Merge Sort¶
Question¶
Given an array of integers nums, sort the array in non-decreasing order using the Merge Sort algorithm and return the sorted array.
Solution¶
Pattern¶
Divide and Conquer
How to Identify¶
- The problem specifically requests Merge Sort.
- You need a stable sort (it preserves the relative order of equal elements).
- You need a guaranteed Time Complexity of O(n log n) even in the worst case.
- The data is too large to fit in memory (External Sorting).
Description¶
Merge Sort is a recursive algorithm that continuously splits the array into two halves until each subarray contains only one element (which is inherently sorted). Then, it merges those sorted subarrays back together in a way that keeps the combined result sorted.
The Intuition¶
Think of a large group of people who need to be sorted by height. Instead of trying to sort everyone at once, you split the group into two smaller groups. You keep splitting them until you have individuals. Then, you take two individuals, compare them, and form a sorted pair. You then take two sorted pairs and "zip" them together into a sorted group of four. You repeat this zipping process until the whole group is back together and sorted.
Complexity¶
| Label | Worst | Average |
|---|---|---|
| Time Complexity | O(n log n) | O(n log n) |
| Space Complexity | O(n) | O(n) |
The O(n) space complexity comes from the temporary array used during the merging process.*
Code¶
class Solution {
public int[] mergeSort(int[] nums) {
// Perimeter Defense
if (nums == null || nums.length <= 1) return nums;
sort(nums, 0, nums.length);
return nums;
}
private void sort(int[] arr, int start, int end) {
// Base case: a range of 1 element is already sorted
if ((end - start) <= 1) return;
int mid = start + (end - start) / 2;
// Recursively split the array
sort(arr, start, mid);
sort(arr, mid, end);
// Merge the two sorted halves
merge(arr, start, mid, end);
}
private void merge(int[] arr, int start, int mid, int end) {
int[] temp = new int[end - start];
int i = start; // Pointer for left half
int j = mid; // Pointer for right half
int k = 0; // Pointer for temp array
// Compare and pick the smaller element
while (i < mid && j < end) {
// Use <= instead of < to maintain Stability
if (arr[i] <= arr[j]) {
temp[k++] = arr[i++];
} else {
temp[k++] = arr[j++];
}
}
// Clean up remaining elements in left half
while (i < mid) {
temp[k++] = arr[i++];
}
// Clean up remaining elements in right half
while (j < end) {
temp[k++] = arr[j++];
}
// Copy the sorted temp array back into the original array
for (k = 0; k < temp.length; k++) {
arr[start + k] = temp[k];
}
}
}
Concepts to Think About¶
- Stability: Merge Sort is inherently stable. In the
mergestep, if you find two equal elements, you should always pick the one from the "left" subarray first (arr[i] <= arr[j]). Why is stability important in real-world applications (like sorting a list of transactions by date, then by amount)? - Linked Lists: Merge Sort is the preferred sorting algorithm for Linked Lists. Unlike arrays, linked lists don't have random access, but they make merging very efficient because you only need to change pointers. Can you think of how the space complexity might change to O(log n) when sorting a linked list?

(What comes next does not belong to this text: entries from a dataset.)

Issue #575, opened 2018-05-23
Virtual hosts imported from a definitions file need a moment to initialise


michaelklishin:
See [this rabbitmq-users thread](https://groups.google.com/forum/#!topic/rabbitmq-users/BQpbd6KP-VQ). As of 3.7.0 virtual hosts need a bit of time to initialise their process tree.

It is also possible that a vhost is initialised on the local node but not on others yet some schema definition operations (e.g. queue declarations) are applied on different nodes, e.g. due to queue master locators effects.

michaelklishin:
Updating the milestone because

 * The management plugin part of the fix was *NOT* cherry-picked for `3.7.6` 🤦‍♂️.
 * #591 introduces a higher timeout.

So having the milestone say `3.7.6` would be too confusing.

PR #591, opened 2018-07-27
Bumping vhost start timeout

kitsirota:
This issue is new since we upgraded from 3.6.x.  We run 5 node clusters running RMQ 3.7.7/Erlang 20.3.8.1.  When we reach about 15 vhosts, new vhosts can take longer than 15s to create.  This typically results in unhealthy vhosts with 1+ "stopped" nodes.  

## Proposed Changes

We would like to bump the limit to 45 seconds to mitigate having to detect failed nodes with an external monitoring solution and start them via the /api/vhosts/name/start/node endpoint.

## Types of Changes

- [x] Bugfix (non-breaking change which fixes issue #575)

## Checklist

- [x ] I have read the `CONTRIBUTING.md` document
- [x ] I have signed the CA (see https://cla.pivotal.io/sign/rabbitmq)

### DIFF
--- a/src/rabbit_mgmt_wm_vhost.erl
+++ b/src/rabbit_mgmt_wm_vhost.erl
@@ -95,9 +95,9 @@ put_vhost(Name, Trace, Username) ->
     Result = case rabbit_vhost:exists(Name) of
         true  -> ok;
         false -> rabbit_vhost:add(Name, Username),
-                 %% wait for up to 15 seconds for the vhost to initialise
+                 %% wait for up to 45 seconds for the vhost to initialise
                  %% on all nodes
-                 case rabbit_vhost:await_running_on_all_nodes(Name, 15000) of
+                 case rabbit_vhost:await_running_on_all_nodes(Name, 45000) of
                      ok               ->
                          maybe_grant_full_permissions(Name, Username);
                      {error, timeout} ->


michaelklishin:
This is merely a workaround for a problem somewhere else. 15 seconds to create a virtual host is pretty extreme.

michaelklishin:
I am not against merging this but please post some details on how it can be reproduced (and give 3.7.8-rc.1 a shot, it has non-trivial optimizations in virtual host recovery) to the mailing list.

kitsirota:
@michaelklishin I absolutely agree, this is purely a bandaid for a condition that should probably be handled asynchronously.    We're having trouble identifying the root cause of the variable request times.

In our use-case, we're deploying containers in a Pivotal CloudFoundry deployment.  We seem to reach a point where vhosts take longer than 15 seconds to generate when we're up to about 300-400 containers spread across around 15 vhosts.  The underlying nodes dont seem to have any operational bottlenecks (no load/mem/io issues when this starts happening).

Thanks!

michaelklishin:
@kitsirota so, 300-400 application instances? How many connections do they open on average? (a ball park estimate would do)

michaelklishin:
So apparently the management part of #575 was not cherry-picked to `v3.7.x` 🤦‍♂️, so the bump per se may or may not be necessary but 45s is not an unreasonable value.

Issue #596, opened 2018-08-02
Expose `listener.cowboy_opts` to new style configuration file


michaelklishin:
Current Cowboy options can only be [configured via the classic config format](https://www.rabbitmq.com/web-dispatch.html). Much like with TLS options, the set of values
is known, doesn't change often, and can benefit from additional validation. In addition it would be easier to enforce defaults (e.g. enable HTTP response compression) with Cuttlefish.

It would be nice to support at least a subset of Cowboy options in the new style format.

michaelklishin:
Filed here for visibility. This equally applies to Web STOMP, Web MQTT and rabbitmq-top.

asgs:
@michaelklishin  when will v3.7.8 be released?

michaelklishin:
2-3 weeks sounds most likely. Don't quote me on that.

michaelklishin:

- Space Trade-off: While Merge Sort has a better Worst-Case time complexity than Quick Sort O(n Log(n)) vs O(n^2), it requires O(n) extra space. In embedded systems with very low memory, would you still choose Merge Sort?
- Inversion Count: There is a famous problem called "Count Inversions" (finding how many pairs in an array are out of order). This problem is solved by slightly modifying the
mergestep of Merge Sort. How could the merge step tell you how many elements were "jumped over"? - Hybrid Approaches (Timsort): Real-world libraries (like
Arrays.sort()in Java for objects) actually use Timsort, which is a hybrid of Merge Sort and Insertion Sort. Why would combining these two be faster than using just Merge Sort?